_Problem details_
Every line of the records that contains the string "SlowDown" counts once; give the total and nothing else.

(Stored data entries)
PR #3032, opened 2023-10-04
Remove duplicate line

tim-finnigan:
https://github.com/boto/botocore/blob/49008e50529ef19076eb644aac32ae238b6e1a38/tests/unit/retries/test_standard.py#L28C1-L29C29

### DIFF
--- a/tests/unit/retries/test_standard.py
+++ b/tests/unit/retries/test_standard.py
@@ -21,6 +21,7 @@ RETRYABLE_THROTTLED_RESPONSES = [
     (400, 'RequestThrottledException', True),
     (400, 'TooManyRequestsException', True),
     (400, 'ProvisionedThroughputExceededException', True),
+    (400, 'TransactionInProgressException', True),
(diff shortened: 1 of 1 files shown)


tests/unit/retries/test_standard.py
```diff
@@ -26,7 +26,6 @@
     (400, 'LimitExceededException', True),
     (403, 'RequestThrottled', True),
     (503, 'SlowDown', True),
-    (503, 'SlowDown', True),
```
nateprewitt, line 29: I think we're actually missing an item in the list. It looks like we should have this line in its place:

```
(400, 'TransactionInProgressException', True),
```

Can we add that on line 24 while we're here?

nateprewitt (changes requested):

tests/unit/retries/test_standard.py
tim-finnigan: Sure just added that to line 24.

nateprewitt (approved):

PR #3034, opened 2023-10-05
Add support for urllib3 2.0 in Python 3.10+

nateprewitt:
Starting in Python 3.10, the introduction of [PEP 644](https://peps.python.org/pep-0644/) requires that new versions of Python require OpenSSL 1.1.1+. This will let us confidently move the pin for Python 3.10+ to support the growing adoption of urllib3 2.0.

Details on the current blockers for allowing this for all version can be found in the [main tracking thread](https://github.com/boto/botocore/issues/2926#issuecomment-1673963526). Long term, we'll continue looking at options to expand support safely for users as we find other opportunities. For now, we'd encourage anyone looking to use urllib3 2.0 with Botocore to migrate to Python 3.10 or later.

### DIFF
--- a/setup.cfg
+++ b/setup.cfg
@@ -5,7 +5,8 @@ universal = 0
 requires_dist =
     jmespath>=0.7.1,<2.0.0
     python-dateutil>=2.1,<3.0.0
-    urllib3>=1.25.4,<1.27
+    urllib3>=1.25.4,<1.27; python_version<"3.10"
+    urllib3>=1.25.4,<2.1; python_version>="3.10"
 
 [options.extras_require]
 crt = awscrt==0.16.26
--- a/setup.py
+++ b/setup.py
@@ -25,8 +25,13 @@ def find_version(*file_paths):
 requires = [
     'jmespath>=0.7.1,<2.0.0',
     'python-dateutil>=2.1,<3.0.0',
-    'urllib3>=1.25.4,<1.27',
+    'urllib3>=1.25.4,<1.27 ; python_version < "3.10"',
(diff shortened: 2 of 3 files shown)


setup.py
```diff
@@ -25,9 +25,14 @@ def find_version(*file_paths):
...
     'python-dateutil>=2.1,<3.0.0',
-    'urllib3>=1.25.4,<1.27',
+    'urllib3>=1.25.4,<1.27 ; python_version < "3.10"',
+    'urllib3>=1.25.4,<2.1 ; python_version >= "3.10"',
 ]
 
+extras_require = {
+    'crt': ['awscrt==0.16.26'],
+}
+
```
nateprewitt, line 35: Adding the environment markers to setup.cfg doesn't work with extras for older versions of setuptools. I've replicated the extras info here (similar to how we have the requires info in setup.cfg) to make sure we retain compatibility in those older setuptools versions.

setu4993 (commented):
Thanks for the update + fix here!

dhhoang:
Thanks for this. Can I ask when we can expect this to be released? We are currently blocked by urllib3 conflict with Google API.

pquentin:
@dhhoang I believe google-auth relaxed its urllib3 pin so there's no conflict right now. Unless you're talking about something else?

setup.cfg
```diff
@@ -5,7 +5,8 @@ universal = 0
 requires_dist =
```
kyleknap, line 5: It's probably worth adding a changelog entry to this.

kyleknap (commented):
Looks good. I just had one comment.

kyleknap (approved):
:ship:

PR #3035, opened 2023-10-06
Sanitize __type metadata out of response parsing for tagged unions

SamRemis:
Some AWS services will return the __type metadata in a response alongside a tagged union.  Since this isn't modeled as a response member, it's never shown to SDK users, but needs to be ignored in the response parser to allow prevent an error from being thrown.


nateprewitt (approved):
Looks good, thanks @SamRemis!

PR #3036, opened 2023-10-09
Remove strict kwarg that was deprecated in Python 3.4

nateprewitt:
This PR will stop passing the no-longer required `strict` argument to the urllib3 ConnectionPool class. This argument was originally needed in `Python<3.5` (specifically Python 2) to specify support for older HTTP status lines before http/1.0. The functionality went away in HTTPConnection in Python 3.4 ([ref](https://docs.python.org/3/library/http.client.html#http.client.HTTPConnection)).

Starting in urllib3 2.1, this parameter will be removed from the APIs we're using. Given it has no effect on version of Python we support, this should be a no-op for users on _all_ versions of urllib3 we support. You can find a [similar PR](https://github.com/psf/requests/pull/6434) where we've done this in Requests which has been in place for ~6 months without issue.

### DIFF
--- a/botocore/httpsession.py
+++ b/botocore/httpsession.py
@@ -335,7 +335,6 @@ class URLLib3Session:
 
     def _get_pool_manager_kwargs(self, **extra_kwargs):
         pool_manager_kwargs = {
-            'strict': True,
             'timeout': self._timeout,
             'maxsize': self._max_pool_connections,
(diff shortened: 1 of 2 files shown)


dlm6693 (approved):

GavinZZ:
Hi there, any idea when this would be released to PyPI?

PR #3037, opened 2023-10-12
Add generic support for client context params

dlm6693:
Adds client context parameters generically across all AWS services and adds them to docs. This PR can be reviewed in two parts. Should be merged in tandem with https://github.com/boto/boto3/pull/3894.

## Commit 1
Adds `client_context_params` config option. If the service is s3 or s3control, still use the s3 config param over client context params if it is set. Params are modeled as capital case but are expected in snake case by the endpoint resolver. This commit also includes some code cleanup for the existing client context params test.

## Commit 2
Adds client context params docs to each service client's homepage if any are modeled. Existing s3/s3control params are excluded because overlapping behavior already exists in the s3 config. There are no other modeled client context params today, but when one is added to a service model, the new docs section will look something like this:

Screenshot 2023-10-11 at 2 58 03 PM

### DIFF
--- a/botocore/args.py
+++ b/botocore/args.py
@@ -266,6 +266,7 @@ class ClientArgsCreator:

_Answer to this exercise_
2